A pair of security researchers claim to have partially cracked WPA encryption, with an attack that takes around 15 minutes.

The technique relies on an undisclosed “mathematical breakthrough,” say researchers Erik Tews and Martin Beck, and breaks the Temporal Key Integrity Protocol (TKIP) key used to encrypt data between a wireless router and its clients. Currently, the attack works only one way: data traveling from the access point to its clients is vulnerable, while data traveling in the opposite direction is not.

The only other known, effective attack against a WPA connection relies on computationally-intensive dictionary attacks, which involves testing wireless data against an extremely large list of educated guesses until one of them successfully decrypts the data in question.

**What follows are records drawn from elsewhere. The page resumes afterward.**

PR #8897, opened 2021-02-04
fix issue with "close all others" context menu sometimes closing everything

gtritchie:
### Intent

- Addresses #8855
- Bug was triggered when last document (i.e. document that last had focus) was in different source column than the document whose tab context menu was used to invoke "close all others"

### Approach

- As code looped through the columns and editors, the check to see if a given document was the one that wanted to stay open only worked if that document was in the same source column as the last active document
- We already passed in the column containing the given tab, so use it for the test in addition to the "active column" (note, I'm not 100% sure we need to do both, but taking the lowest risk approach here)

### Automated Tests

- https://github.com/rstudio/rstudio-ide-automation/issues/178

### QA Notes

- Try various combinations of opening multiple documents in multiple source columns, then right-clicking on tab and using "Close All Others" command
- Try clicking on the active document, on an inactive document in the same column, and on an inactive document in a different source column (and whatever other combos come to mind)
- Be sure everything closes except the one you clicked on, and you are prompted if any of the files have unsaved modifications

### Checklist

### DIFF
--- a/src/gwt/src/org/rstudio/studio/client/workbench/views/source/SourceColumnManager.java
+++ b/src/gwt/src/org/rstudio/studio/client/workbench/views/source/SourceColumnManager.java
@@ -1480,8 +1480,7 @@ public class SourceColumnManager implements CommandPaletteEntrySource,
       {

Tews and Beck’s attack lowers these requirements considerably, allowing anyone with the knowledge, a laptop, and 15 minutes of time the ability to listen in on one side of a WPA-encrypted wireless connection.

CNet notes that Tews is no stranger to wireless hacking, as he also co-authored a 2007 paper (PDF) discussing how to crack a 104-bit WEP key in 60 seconds.

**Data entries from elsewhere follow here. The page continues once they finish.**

Issue #8940, opened 2021-02-09
Show Traceback doesn't function when Limit visible console output on


kevinushey:
### System details

    RStudio Edition : Desktop [Open Source]
    RStudio Version : 1.4.1560
    OS Version      : macOS Big Sur 10.16
    R Version       : R version 4.0.3 (2020-10-10)

### Steps to reproduce the problem

Run a command that produces an error with a traceback; for example:

```
f <- function() stop()
g <- function() f()
h <- function() g()
k <- function() h()

k()
```

Then, try to click Show Traceback in the console output.

<img width="679" alt="Screen Shot 2021-02-09 at 1 23 04 PM" src="https://user-images.githubusercontent.com/1976582/107430398-f3765c80-6ad9-11eb-939c-d7b9bcfb10a4.png">

### Describe the problem in detail

No traceback is shown.

### Describe the behavior you expected

The traceback should be shown.

If I turn 'Limit visible console output' back to off, restart the IDE, and then re-run these steps, it appears to work.

adamconroy:
Very interesting. I fixed this back in October, at least it appeared that I had in my dev environment. I wonder what is happening. https://github.com/rstudio/rstudio/pull/7942/files

astayleraz:
Verified in Version 1.4.1621-2 that the traceback is working in the console with the limit enabled and disabled and added an automated test to check this. Closing issue.

Issue #7918, opened 2020-09-30
Virtual scroller enabled console truncates output but not associated prompt


gtritchie:
### System details

    RStudio Edition : Server (probably desktop, too, but I only tried server)
    RStudio Version : 1.4.878
    OS Version      : CentOS 7
    R Version       : 3.6.2

### Steps to reproduce the problem

This was noted during a PR https://github.com/rstudio/rstudio/pull/7568#discussion_r470294749 . Still happens so opening an issue.

- Turn on Virtual Scroller: Global Options / Console: "Limit console display to a subset of total content"
- In the console, do:

```
for (i in 1:2000) cat(c(i, "\n"))
```

### Describe the problem in detail
As expected, the output is truncated to about 1000 lines. However, the prompt for the command that generated the truncated output is still shown, making it difficult to realize content was dropped.

### Describe the behavior you expected
Same behavior as when Virtual Scroller is off; the prompt gets truncated with the rest of the output.

Note, I don't know how important this is in real-world use. It seems like it could be troublesome, though.

- [x] I have read the guide for [submitting good bug reports](https://github.com/rstudio/rstudio/wiki/Writing-Good-Bug-Reports).
- [x] I have installed the latest version of RStudio, and confirmed that the issue still persists.
- [x] If I am reporting a RStudio crash, I have included a [diagnostics report](https://support.rstudio.com/hc/en-us/articles/200321257-Running-a-Diagnostics-Report).
- [x] I have done my best to include a minimal, self-contained set of instructions for consistently reproducing the issue.

kevinushey:
I'm still seeing code cut off in unexpected ways with this feature on:

<img width="521" alt="Screen Shot 2020-10-15 at 3 38 24 PM" src="https://user-images.githubusercontent.com/1976582/96193191-8290b080-0efc-11eb-88cd-fdbce6a2304d.png">

It seems like, after a particular piece of console input, we're only retaining the last 1000 lines of output.

After reloading the UI (Right click -> Reload), I see after trying to scroll back to the top:

<img width="576" alt="Screen Shot 2020-10-15 at 3 42 14 PM" src="https://user-images.githubusercontent.com/1976582/96193474-16627c80-0efd-11eb-8444-b07b0057cd6c.png">

So it seems like the console history is then truncated in the "regular" way.

kevinushey:
The original issue still reproduces for me.

astayleraz:
[...]

PR #9027, opened 2021-02-25
VirtualScroller bugfix: truncation indication, ConsoleError interactivity

adamconroy:
### Intent

To address: https://github.com/rstudio/rstudio/issues/8940

I've had to rewrite the element manipulation to be compatible with raw Javascript. Unfortunately, when an element is added to the DOM through an external source, GWT loses the bindings are we aren't able to manipulate the elements through GWT variables anymore. I rewrote the functionality with plain DOM manipulation functions.

To address: https://github.com/rstudio/rstudio/issues/7918

I've added `[...]` to the top of the output to indicate that it has been truncated. I'm open to ideas for alternatives to put there but this is very similar to what Visual Studio does when outputting large collections. I don't think clearing the console cutting off everything (including the command prompt) like we do without the VirtualScroller is the right move as it kind of defeats the purpose of the feature entirely.

RexuPhv

### Automated Tests

There are no automated tests for this feature as there is already some coverage.

### QA Notes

The duo will reveal their findings at next week’s Tokyo, Japan-based PacSec security conference in a presentation titled, “Gone in 900 Seconds, Some Crypto Issues with WPA”.

According to PC World, some of the pair’s research already is already appearing in wireless security tools.

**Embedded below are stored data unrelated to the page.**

Issue #4109, opened 2019-01-06
Commenting not working for .c files


david-cortes:
**Steps to reproduce:**
* Open some `.c` file in RStudio
* Select some piece of text
* Press Ctrl + Shift + c

**Expected behavior:**
* Should comment it out with `//` just like in a `.cpp` file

Companies and internet users looking to keep their wireless networks secure will have to upgrade to WPA2 now, says PacSec organizer Dragos Ruiu.

“Everybody has been saying, 'Go to WPA because WEP is broken,'” he said. “This is a break in WPA.”

While it is too early to tell how the WPA attack will be exploited by criminal organizations, many companies are still in the process of transitioning to WPA from weaker standards like WEP, or no encryption at all. Hackers hit one such company, T.J. Maxx, in January 2007 from secured WEP access points; they ran off with one of the largest credit-card hauls in history and caused more than $200 million in damage.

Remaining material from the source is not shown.